Bild: Ob's hier mal grüner wird? Das Rote Rathaus in Berlin
Einer neuen Partei namens Klimaliste reicht also nicht, was vor allem die
Grünen in ihrem Wahlprogramm zur Klimarettung vorsehen – sie tritt selbst
zur Abgeordnetenhauswahl an. Gute Sache, könnte man meinen, warum nicht,
ist das Angebot halt breiter, und nach der Wahl können ja alle
zusammenarbeiten.
Könnte man sagen – wäre da nicht die Sache mit der 5-Prozent-Hürde. Ist die
Klimaliste überraschend erfolgreich und bekommt am 26. September mehr als
eben jene 5 Prozent der abgegebenen Stimmen, dann ist eben der Klimaschutz
umso stärker im Parlament vertreten. Ist das aber erwartbarerweise nicht
so, und sie bekommt weniger, im schlimmsten Fall 4,9 Prozent, so sind das
genau 4,9 Prozent, die den Grünen zum Einzug ins Rote Rathaus fehlen
könnten. Denn diese Klimalisten-Stimmen, die sich mutmaßlich aus
Grünen-Anhängern speisen dürften, fallen dann einfach unter den Tisch.
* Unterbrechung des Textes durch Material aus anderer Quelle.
PR #287, opened 2024-05-08
Specify charset returned from OpenSearch.

dblock:
### Description

Coming from https://github.com/opensearch-project/opensearch-api-specification/pull/286 where I started running dredd against the spec. It fails with the following.

```
fail: headers: At '/content-type' No enum match for: "application/json; charset=utf-8"

expected: 
headers: 
    Content-Type: application/json

actual: 
statusCode: 200
headers: 
    content-type: application/json; charset=UTF-8
```

In this PR we match the charset correctly in the spec.

I *think* this is right, but I am not sure.

### Issues Resolved

### DIFF
--- a/spec/namespaces/_core.yaml
+++ b/spec/namespaces/_core.yaml
@@ -2110,7 +2110,7 @@ components:
   requestBodies:
     bulk:
       content:
-        application/x-ndjson:
+        application/x-ndjson; charset=utf-8:
           schema:
             type: array
             items:
@@ -2122,7 +2122,7 @@ components:
       required: true
     clear_scroll:
       content:
-        application/json:
+        application/json; charset=utf-8:
           schema:
             type: object
             properties:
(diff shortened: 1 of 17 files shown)


Xtansia:
Was wondering why this wasn't an issue with the previous dredd setup, turns out we just explicitly changed the expectation in the hooks files https://github.com/opensearch-project/opensearch-api-specification/blob/c256d99275990778e8686540d9b1371e450a1791/test/models/cat/indices/hooks.js#L24

dblock:
> Was wondering why this wasn't an issue with the previous dredd setup, turns out we just explicitly changed the expectation in the hooks files
> 
> https://github.com/opensearch-project/opensearch-api-specification/blob/c256d99275990778e8686540d9b1371e450a1791/test/models/cat/indices/hooks.js#L24

Interesting! I couldn't find any explicit needs to specify the charset in the spec, so I am going to do the above hack.

PR #292, opened 2024-05-13
Use the standard src/tests paths, move package.json to the root.

dblock:
### Description

In #286 I am adding tests and things are getting messy having to deal with relative paths for tooling (for example, I'd like to lint .js files in tests that are dredd hooks). This PR adopts a more standard layout of `tools` and `tests` and moves `package.json` to the root, making it easier for developers to work in the repo. 

A nice side-effect is that we can stop using relative paths in imports in tests by adding `baseUrl` into `tsconfig.json` and `moduleDirectories: ['node_modules', 'tools']` into `jest.config.js`.


nhtruong:
Is this specific to `dredd`? As in can't it be placed in `tools` folder?

dblock:
> Is this specific to `dredd`? As in can't it be placed in `tools` folder?

It's not. I think working in this repo is unnecessary cumbersome because you have to use relative paths for includes, and having to always remember to `cd tools` to run them. Tools then have to default to paths above `tools` (e.g. default output).

When adding spec tests (dredd) we run into an additional problem. Dredd has files such as hooks.js and we will place them into `tests/spec` (since these are tests for the spec). So now we want to run a linter on those files, but the package.json for the linter lives in ... tools, which is weird.

dblock:
@nhtruong if your issue is the name `src`, I could rename it back to `tools`, but still move `package.json` to the root. LMK what you think.

nhtruong:
> > Is this specific to `dredd`? As in can't it be placed in `tools` folder?
> 
> It's not. I think working in this repo is unnecessary cumbersome because you have to use relative paths for includes, and having to always remember to `cd tools` to run them. Tools then have to default to paths above `tools` (e.g. default output).
> 
> When adding spec tests (dredd) we run into an additional problem. Dredd has files such as hooks.js and we will place them into `tests/spec` (since these are tests for the spec that lives at the root). So now we want to run a linter on those files, but the package.json for the linter lives in ... tools, which is weird.
> 
> I could move tools into src/tools/ instead of just src, and still move package.json to the root, but that seems unnecessary.

I see. That makes sense. I'm in!

nhtruong:
This is not a `nodes.js` repo so I prefer `tools` over `src` as it tells us that applications in the folder are tools for the repo, not the focal point of the repo.

dblock:
> This is not a `nodes.js` repo so I prefer `tools` over `src` as it tells us that applications in the folder are tools for the repo, not the focal point of the repo.

Ok, and where do you want the tests for tools? B or C?

nhtruong:
Tests for the tools should be in `tools`. Test for the spec itself should be at the root of the repo.

nhtruong:
Btw I hope your IDE gives you a hand with renaming/moving files because all of these changes would be very painful without!

dblock:
> Tests for the tools should be in `tools`. Test for the spec itself should be at the root of the repo. (So C-ish if that `tests` folder only refers to the tests for tools)

Ok. Here's what I did:

1. Moved package.json to root.
2. Moved `tools/linter` and `tools/merger` to `tools/src`, otherwise `tools/test` looks like a tool.
3. Moved `tools/test` to `tools/tests`.
4. No more relative includes.

@nhtruong

nhtruong (approved):

PR #299, opened 2024-05-21
Test Framework

nhtruong:
This PR adds a custom test framework for OpenSearch Open API Spec. Each YAML file in the `./tests` folder (and its sub-folders) is a [test story](https://github.com/opensearch-project/opensearch-api-specification/pull/299/files#diff-174d29e4dc9217a0bb386de2e0005fa82849de0a518ce9f0bff54db8d5a529ba) with 3 main components:
- prologues: An array of requests made to the OpenSearch cluster to prepare it for the test (e.g. create and index and a few docs to test the search operations)
- chapters: An array of requests, run sequentially, that actually test the spec:
  - Test if the operation exists in the spec
  - Test the provided parameters against their schemas in the spec
  - Test the provided request body against its schema in the spec
  - Test if the response code matches the expected response code
  - Test the response payload against its schema in the spec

Klassisches Beispiel dafür, was eine weitere Kandidatur anrichten kann, war
die US-Präsidentschaftswahl 2000. Da trat neben dem auch in Umweltfragen
stark engagierten demokratischen Vizepräsidenten Al Gore und dem
Republikaner George W. Bush der Verbraucheranwalt Ralph Nader für die
Grünen an. Der kam auf rund 2,7 Prozent und allein im Bundesstaat Florida,
wo weniger als 1.000 Stimmen über den Sieg entschieden, auf fast 100.000
Stimmen. Spätere Umfragen legten nahe, dass das Gore die Präsidentschaft
gekostet haben könnte.
Daraus zu schließen, dass die Klimaliste also einen grünen Wahlerfolg
gefährdet, wäre aber falsch – genauso falsch wie die Annahme, dass Nader
den USA einen Präsidenten Bush und nachfolgend den Irakkrieg beschert hat.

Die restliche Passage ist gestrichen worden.